Comment by addaon
4 days ago
You can ask it "why", and it gives a probable English string that could reasonably explain why, had a developer written that code, they made certain choices; but there's no causal link between that and the actual code generation process that was previously used, is there? As a corollary, if Model A generates code, Model A is no better able to explain it than Model B.
I think that's right, and not a problem in practice. It's like asking a human why: "because it avoids an allocation" is a more useful response than "because Bob told me I should", even if the latter is the actual cause.
> I think that's right, and not a problem in practice. It's like asking a human why: "because it avoids an allocation" is a more useful response than "because Bob told me I should", even if the latter is the actual cause.
Maybe this is the source of the confusion between us? If I see someone writing overly convoluted code to avoid an allocation, and I ask why, I will take different actions based on those two answers! If I get the answer "because it avoids an allocation," then my role as a reviewer is to educate the code author about the trade-off space, make sure that the trade-offs they're choosing are aligned with the team's value assessments, and help them make more-aligned choices in the future. If I get the answer "because Bob told me I should," then I need to both address the command chain issues here, and educate /Bob/. An answer is "useful" in that it allows me to take the correct action to get the PR to the point that it can be submitted, and prevents me from having to make the same repeated effort on future PRs... and truth actually /matters/ for that.
Similarly, if an LLM gives an answer about "why" it made a decision that I don't want in my code base that has no causal link to the actual process of generating the code, it doesn't give me anything to work with to prevent it happening next time. I can spend as much effort as I want explaining (and adding to future prompts) the amount of code complexity we're willing to trade off to avoid an allocation in different cases (on the main event loop, etc)... but if that's not part of what fed in to actually making that trade-off, it's a waste of my time, no?
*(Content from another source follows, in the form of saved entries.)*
PR #504, opened 2019-08-28
Audio Playback Position Duration Sample Rate

edwinacunav:
This time I'll try to submit my changes to the audio department the right way. The main changes would be the addition of playback position and duration and enabling functions like resume because I do think it's useful just to call it instead of passing a boolean to play(boolean) once again. (Especially useful if you want a single button to let you pause and resume songs at will.) With resume we no longer need to keep track of the initial settings. About position I might say it's convenient if anybody wants to show how many seconds are left before the song ends or simply tell the player how long he's been listening to the same song. I know for sure it gets reset after a new song starts playing. (I hate looping songs because they remind me of an closed source game engine...) Keep in mind it'll be hard or even impossible to keep track of a position on songs with variable bitrates. :S

From Ruby those things should be called:

```ruby
@song.position # Returns a Float
@song.position = Float # in seconds, not frames nor samples, just seconds
@song.position_minutes
@song.position_hours # Just in case it's some instrumental soundtrack like a symphony of sorts
@song.duration
@song.resume
```
I've been using it while playing OGG files so I know they run smoothly.


Gosu/Buttons.hpp
```diff
@@ -51,6 +51,9 @@ namespace Gosu
         KB_DOWN            = 81,
         KB_HOME            = 74,
         KB_END             = 77,
+        KB_PRINTSCREEN     = 70,
+        KB_SCROLLLOCK      = 71,
+        KB_PAUSE           = 72,
```
jlnr, line 56: Thanks.

Gosu/Bitmap.hpp
```diff
@@ -88,6 +91,8 @@ namespace Gosu
         }
     };
     
+    void enable_flip_y(bool flip_y);
+    void load_image_inverse_color(Bitmap& bitmap, const std::string& filename);
```
jlnr, line 95: These two features seem too obscure to add them to Gosu, they'd be great use cases for a general-purpose shader solution though.

Gosu/Audio.hpp
```diff
@@ -136,6 +136,20 @@ namespace Gosu
...
+        //! Returns the current song's playback position in hours
+        int position_hours();
+        //! \param pos position can be any value from 0.0 through the last second
+        void set_position(float pos);
+        //! Returns how long your song might be
+        float duration() const;
+        //! Returns a string with the audio format: Mono or Stereo
+        const char* format();
+        //! The song's sample rate aka samples per second
+        int sample_rate() const;
```
jlnr, line 152: The format and sample rate are implementation details, and they're not accurate because I'm overriding them in both MPEGFile and AudioToolboxFile.

Gosu/Audio.hpp
```diff
@@ -136,6 +136,20 @@ namespace Gosu
...
+        //! Returns the current song's playback position in seconds
+        int position() const;
+        //! Returns the current song's playback position in minutes
+        int position_minutes();
+        //! Returns the current song's playback position in hours
+        int position_hours();
+        //! \param pos position can be any value from 0.0 through the last second
+        void set_position(float pos);
+        //! Returns how long your song might be
+        float duration() const;
```
jlnr, line 148: Having too many representations for times (int seconds, unsigned long Gosu::milliseconds, float duration) is dangerous because we don't have any type safety here or in Ruby.
In my opinion, having a floating-point number of seconds is the best approach. However it should be double, not float, for consistency with `double volume()` and all of the rendering APIs, which use doubles.

src/Audio.cpp
```diff
@@ -141,7 +141,7 @@ class Gosu::Song::BaseData
     double volume_;
 
 protected:
-    BaseData() : volume_(1) {}
+    BaseData() : volume_(1), frames(0) {}
```
jlnr, line 144: Variable not found

src/Audio.cpp
```diff
@@ -354,6 +359,40 @@ class Gosu::Song::StreamData : public BaseData
         alGetSourcei(al_source_for_songs(), AL_SOURCE_STATE, &state);
         return state == AL_PAUSED;
     }
+
+    float position() const override
+    {
+        float pos;
+        alGetSourcef(al_source_for_songs(), AL_SEC_OFFSET, &pos);
+        return static_cast<float>(frames) / file->sample_rate() + pos;
+    }
```
jlnr, line 368: This method uses a mixture of frames and AL_SEC_OFFSET, and doesn't compile.

src/Audio.cpp
```diff
@@ -366,6 +405,12 @@ class Gosu::Song::StreamData : public BaseData
         alGetSourcei(source, AL_BUFFERS_PROCESSED, &processed);
         for (int i = 0; i < processed; ++i) {
             alSourceUnqueueBuffers(source, 1, &buffer);
+            // Retrieve bits, size and channels
+            alGetBufferi(buffer, AL_BITS, &bits);
+            alGetBufferi(buffer, AL_SIZE, &size);
+            alGetBufferi(buffer, AL_CHANNELS, &channels);
```
jlnr, line 411: Unknown identifiers: bits, size, channels

src/OggFile.hpp
```diff
@@ -88,5 +88,15 @@ namespace Gosu
...
         }
+
+        float duration() override
+        {
+            stb_vorbis_stream_length_in_seconds(stream_);
+        }
+
+        void seek_pos(float pos)
+        {
+            stb_vorbis_seek_frame(stream_, pos);
```
jlnr, line 99: This looks like it's missing a multiplication with the sample rate.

Right. I don't treat the LLM like a colleague at all, it's just a text generator, so I partially agree with your earlier statement:
> it's like reviewing a PR with no trust possible, no opportunity to learn or to teach, and no possibility for insight that will lead to a better code base in the future
The first part is 100% true. There is no trust. I treat any LLM code as toxic waste and its explanations as lies until proven otherwise.
The second part I disagree somewhat. I've learned plenty of things from AI output and analysis. You can't teach it to analyze allocations or code complexity, but you can feed it guidelines or samples of code in a certain style and that can be quite effective at nudging it towards similar output. Sometimes that doesn't work, and that's fine, it can still be a big time saver to have the LLM output as a starting point and tweak it (manually, or by giving the agent additional instructions).